PR #286, opened 2019-03-01
add version

TheoBrigitte:
Towards: https://github.com/giantswarm/giantswarm/issues/5371

From [voo spec](https://github.com/giantswarm/giantswarm/blob/master/specs/versioning-of-operators.md#ci):
> - Version tag is injected into the "version" variable in package "./pkg/project" during build time.
>     - When the tag is not set for the commit the variable is set to the latest tag in the branch with "+git" suffix. E.g. "v1.2.0+git".

This PR adds version detection to architect.

### DIFF
--- a/cmd/root.go
+++ b/cmd/root.go
@@ -81,7 +81,7 @@ func init() {
 	{
 		// version can be of three different formats:
 		//   v1.0.0: building a tagged version.
-		//   v1.0.0+git: building ahead of a tagged version.
+		//   v1.0.0-3a955cbb126f0fe5d51aedf2eb84acca7b074374: building ahead of a tagged version.
 		//   v0.0.0-939f5c6949f83c0a7ea98a25bc9524fd2f751ffe: building a repo which has no tags.
 		if tag != "" {
 			version = tag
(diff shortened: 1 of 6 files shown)


cmd/root.go
```diff
@@ -66,14 +69,32 @@ func init() {
...
+			version = strings.TrimSpace(string(out))
+		}
+	}
+
+	// Define the version we are building.
+	{
+		// version can be of three different formats:
+		//   v1.0.0: building a tagged version.
+		//   v1.0.0+git: building ahead of a tagged version.
+		//   v0.0.0-939f5c6949f83c0a7ea98a25bc9524fd2f751ffe: building a repo which has no tags.
```
TheoBrigitte: I didn't knew what to do in case there is no tag in the repository, so I went with the go modules approach of making up a fake v0.0.0-<sha> version. This lead me to the idea of also using the `-<sha>` suffix instead of `+git` in case we are building ahead of a tag. So we would get a more precise information baked in the version.

JosephSalisbury: Building a version for a repo without tags would be pretty rare, right? Being as we have to create a tag for something to get into a release. I'm fine with the fake v0.0.0 thing.

And having a proper sha if we're ahead of a tag makes a lot of sense. I like!

kopiczko: I thing following go modules approach makes total sense 👍 Let's also update the spec.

AIM OF THE EXERCISE |
Please transcribe the entire listing precisely.

ANSWER TO THIS PROBLEM |
PR #286, opened 2019-03-01
add version

TheoBrigitte:
Towards: https://github.com/giantswarm/giantswarm/issues/5371

From [voo spec](https://github.com/giantswarm/giantswarm/blob/master/specs/versioning-of-operators.md#ci):
> - Version tag is injected into the "version" variable in package "./pkg/project" during build time.
>     - When the tag is not set for the commit the variable is set to the latest tag in the branch with "+git" suffix. E.g. "v1.2.0+git".

This PR adds version detection to architect.

### DIFF
--- a/cmd/root.go
+++ b/cmd/root.go
@@ -81,7 +81,7 @@ func init() {
 	{
 		// version can be of three different formats:
 		//   v1.0.0: building a tagged version.
-		//   v1.0.0+git: building ahead of a tagged version.
+		//   v1.0.0-3a955cbb126f0fe5d51aedf2eb84acca7b074374: building ahead of a tagged version.
 		//   v0.0.0-939f5c6949f83c0a7ea98a25bc9524fd2f751ffe: building a repo which has no tags.
 		if tag != "" {
 			version = tag
(diff shortened: 1 of 6 files shown)


cmd/root.go
```diff
@@ -66,14 +69,32 @@ func init() {
...
+			version = strings.TrimSpace(string(out))
+		}
+	}
+
+	// Define the version we are building.
+	{
+		// version can be of three different formats:
+		//   v1.0.0: building a tagged version.
+		//   v1.0.0+git: building ahead of a tagged version.
+		//   v0.0.0-939f5c6949f83c0a7ea98a25bc9524fd2f751ffe: building a repo which has no tags.
```
TheoBrigitte: I didn't knew what to do in case there is no tag in the repository, so I went with the go modules approach of making up a fake v0.0.0-<sha> version. This lead me to the idea of also using the `-<sha>` suffix instead of `+git` in case we are building ahead of a tag. So we would get a more precise information baked in the version.

JosephSalisbury: Building a version for a repo without tags would be pretty rare, right? Being as we have to create a tag for something to get into a release. I'm fine with the fake v0.0.0 thing.

And having a proper sha if we're ahead of a tag makes a lot of sense. I like!

kopiczko: I thing following go modules approach makes total sense 👍 Let's also update the spec.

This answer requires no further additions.